--- START ---

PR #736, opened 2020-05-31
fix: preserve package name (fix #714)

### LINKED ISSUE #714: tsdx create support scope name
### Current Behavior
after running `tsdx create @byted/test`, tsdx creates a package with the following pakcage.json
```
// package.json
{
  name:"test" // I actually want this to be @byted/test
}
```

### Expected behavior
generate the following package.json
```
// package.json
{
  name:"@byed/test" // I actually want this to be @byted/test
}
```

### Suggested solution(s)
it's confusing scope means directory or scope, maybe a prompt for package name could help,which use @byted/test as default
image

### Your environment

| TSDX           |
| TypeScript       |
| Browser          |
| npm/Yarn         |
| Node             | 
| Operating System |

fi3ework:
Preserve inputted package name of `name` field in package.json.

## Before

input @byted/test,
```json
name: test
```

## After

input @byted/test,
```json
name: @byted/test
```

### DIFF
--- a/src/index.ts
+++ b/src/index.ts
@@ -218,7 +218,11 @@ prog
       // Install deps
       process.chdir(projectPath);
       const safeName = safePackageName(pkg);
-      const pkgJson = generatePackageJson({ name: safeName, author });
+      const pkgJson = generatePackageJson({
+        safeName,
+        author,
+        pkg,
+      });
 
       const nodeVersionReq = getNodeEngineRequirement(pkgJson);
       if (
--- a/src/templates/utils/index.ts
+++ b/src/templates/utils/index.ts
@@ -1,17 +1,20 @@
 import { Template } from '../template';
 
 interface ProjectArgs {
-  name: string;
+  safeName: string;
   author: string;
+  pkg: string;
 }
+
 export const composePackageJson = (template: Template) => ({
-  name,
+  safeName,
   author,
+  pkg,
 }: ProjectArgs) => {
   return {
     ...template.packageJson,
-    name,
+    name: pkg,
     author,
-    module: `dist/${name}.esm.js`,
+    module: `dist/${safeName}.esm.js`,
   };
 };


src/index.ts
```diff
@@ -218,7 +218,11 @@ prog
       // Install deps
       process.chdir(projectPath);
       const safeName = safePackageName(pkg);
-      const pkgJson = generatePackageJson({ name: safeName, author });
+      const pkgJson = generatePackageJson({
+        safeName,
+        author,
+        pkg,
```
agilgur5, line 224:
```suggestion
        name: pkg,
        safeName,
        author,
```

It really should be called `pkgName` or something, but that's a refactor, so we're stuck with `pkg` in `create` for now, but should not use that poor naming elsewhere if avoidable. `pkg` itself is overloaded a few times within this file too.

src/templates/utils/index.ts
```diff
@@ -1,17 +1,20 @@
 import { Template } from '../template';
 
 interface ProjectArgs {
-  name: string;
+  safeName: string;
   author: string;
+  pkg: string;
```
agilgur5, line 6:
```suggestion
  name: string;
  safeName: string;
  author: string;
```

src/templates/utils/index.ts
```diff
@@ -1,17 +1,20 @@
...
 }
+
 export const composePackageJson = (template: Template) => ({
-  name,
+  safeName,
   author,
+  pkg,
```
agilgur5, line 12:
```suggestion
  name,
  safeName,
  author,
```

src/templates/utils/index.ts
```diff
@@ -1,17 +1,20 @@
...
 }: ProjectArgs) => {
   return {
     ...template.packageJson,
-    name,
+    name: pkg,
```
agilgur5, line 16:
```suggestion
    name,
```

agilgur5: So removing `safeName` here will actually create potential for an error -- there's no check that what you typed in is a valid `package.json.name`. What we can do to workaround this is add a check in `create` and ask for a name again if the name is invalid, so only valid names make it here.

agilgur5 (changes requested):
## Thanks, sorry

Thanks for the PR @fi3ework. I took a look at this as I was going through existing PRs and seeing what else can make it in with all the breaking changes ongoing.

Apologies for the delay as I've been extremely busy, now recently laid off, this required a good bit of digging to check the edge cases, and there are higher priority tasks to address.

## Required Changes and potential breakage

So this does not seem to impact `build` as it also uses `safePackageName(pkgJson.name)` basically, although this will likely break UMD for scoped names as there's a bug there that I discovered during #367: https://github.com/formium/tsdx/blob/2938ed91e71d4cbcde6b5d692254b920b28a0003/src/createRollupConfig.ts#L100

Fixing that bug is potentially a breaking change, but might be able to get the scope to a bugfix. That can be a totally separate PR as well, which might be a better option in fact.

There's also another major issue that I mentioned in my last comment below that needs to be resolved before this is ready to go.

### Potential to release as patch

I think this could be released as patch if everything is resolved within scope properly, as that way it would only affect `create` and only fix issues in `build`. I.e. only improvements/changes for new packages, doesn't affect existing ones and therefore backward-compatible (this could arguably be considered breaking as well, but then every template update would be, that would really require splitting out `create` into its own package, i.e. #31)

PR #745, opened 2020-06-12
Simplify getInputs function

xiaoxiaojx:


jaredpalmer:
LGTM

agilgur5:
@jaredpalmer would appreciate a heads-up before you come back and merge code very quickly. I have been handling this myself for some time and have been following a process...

--- END ---

TASK: After reading the listing above, print each line back exactly.

OUTPUT OF THE TASK:
PR #736, opened 2020-05-31
fix: preserve package name (fix #714)

### LINKED ISSUE #714: tsdx create support scope name
### Current Behavior
after running `tsdx create @byted/test`, tsdx creates a package with the following pakcage.json
```
// package.json
{
  name:"test" // I actually want this to be @byted/test
}
```

### Expected behavior
generate the following package.json
```
// package.json
{
  name:"@byed/test" // I actually want this to be @byted/test
}
```

### Suggested solution(s)
it's confusing scope means directory or scope, maybe a prompt for package name could help,which use @byted/test as default
image

### Your environment

| TSDX           |
| TypeScript       |
| Browser          |
| npm/Yarn         |
| Node             | 
| Operating System |

fi3ework:
Preserve inputted package name of `name` field in package.json.

## Before

input @byted/test,
```json
name: test
```

## After

input @byted/test,
```json
name: @byted/test
```

### DIFF
--- a/src/index.ts
+++ b/src/index.ts
@@ -218,7 +218,11 @@ prog
       // Install deps
       process.chdir(projectPath);
       const safeName = safePackageName(pkg);
-      const pkgJson = generatePackageJson({ name: safeName, author });
+      const pkgJson = generatePackageJson({
+        safeName,
+        author,
+        pkg,
+      });
 
       const nodeVersionReq = getNodeEngineRequirement(pkgJson);
       if (
--- a/src/templates/utils/index.ts
+++ b/src/templates/utils/index.ts
@@ -1,17 +1,20 @@
 import { Template } from '../template';
 
 interface ProjectArgs {
-  name: string;
+  safeName: string;
   author: string;
+  pkg: string;
 }
+
 export const composePackageJson = (template: Template) => ({
-  name,
+  safeName,
   author,
+  pkg,
 }: ProjectArgs) => {
   return {
     ...template.packageJson,
-    name,
+    name: pkg,
     author,
-    module: `dist/${name}.esm.js`,
+    module: `dist/${safeName}.esm.js`,
   };
 };


src/index.ts
```diff
@@ -218,7 +218,11 @@ prog
       // Install deps
       process.chdir(projectPath);
       const safeName = safePackageName(pkg);
-      const pkgJson = generatePackageJson({ name: safeName, author });
+      const pkgJson = generatePackageJson({
+        safeName,
+        author,
+        pkg,
```
agilgur5, line 224:
```suggestion
        name: pkg,
        safeName,
        author,
```

It really should be called `pkgName` or something, but that's a refactor, so we're stuck with `pkg` in `create` for now, but should not use that poor naming elsewhere if avoidable. `pkg` itself is overloaded a few times within this file too.

src/templates/utils/index.ts
```diff
@@ -1,17 +1,20 @@
 import { Template } from '../template';
 
 interface ProjectArgs {
-  name: string;
+  safeName: string;
   author: string;
+  pkg: string;
```
agilgur5, line 6:
```suggestion
  name: string;
  safeName: string;
  author: string;
```

src/templates/utils/index.ts
```diff
@@ -1,17 +1,20 @@
...
 }
+
 export const composePackageJson = (template: Template) => ({
-  name,
+  safeName,
   author,
+  pkg,
```
agilgur5, line 12:
```suggestion
  name,
  safeName,
  author,
```

src/templates/utils/index.ts
```diff
@@ -1,17 +1,20 @@
...
 }: ProjectArgs) => {
   return {
     ...template.packageJson,
-    name,
+    name: pkg,
```
agilgur5, line 16:
```suggestion
    name,
```

agilgur5: So removing `safeName` here will actually create potential for an error -- there's no check that what you typed in is a valid `package.json.name`. What we can do to workaround this is add a check in `create` and ask for a name again if the name is invalid, so only valid names make it here.

agilgur5 (changes requested):
## Thanks, sorry

Thanks for the PR @fi3ework. I took a look at this as I was going through existing PRs and seeing what else can make it in with all the breaking changes ongoing.

Apologies for the delay as I've been extremely busy, now recently laid off, this required a good bit of digging to check the edge cases, and there are higher priority tasks to address.

## Required Changes and potential breakage

So this does not seem to impact `build` as it also uses `safePackageName(pkgJson.name)` basically, although this will likely break UMD for scoped names as there's a bug there that I discovered during #367: https://github.com/formium/tsdx/blob/2938ed91e71d4cbcde6b5d692254b920b28a0003/src/createRollupConfig.ts#L100

Fixing that bug is potentially a breaking change, but might be able to get the scope to a bugfix. That can be a totally separate PR as well, which might be a better option in fact.

There's also another major issue that I mentioned in my last comment below that needs to be resolved before this is ready to go.

### Potential to release as patch

I think this could be released as patch if everything is resolved within scope properly, as that way it would only affect `create` and only fix issues in `build`. I.e. only improvements/changes for new packages, doesn't affect existing ones and therefore backward-compatible (this could arguably be considered breaking as well, but then every template update would be, that would really require splitting out `create` into its own package, i.e. #31)

PR #745, opened 2020-06-12
Simplify getInputs function

xiaoxiaojx:


jaredpalmer:
LGTM

agilgur5:
@jaredpalmer would appreciate a heads-up before you come back and merge code very quickly. I have been handling this myself for some time and have been following a process...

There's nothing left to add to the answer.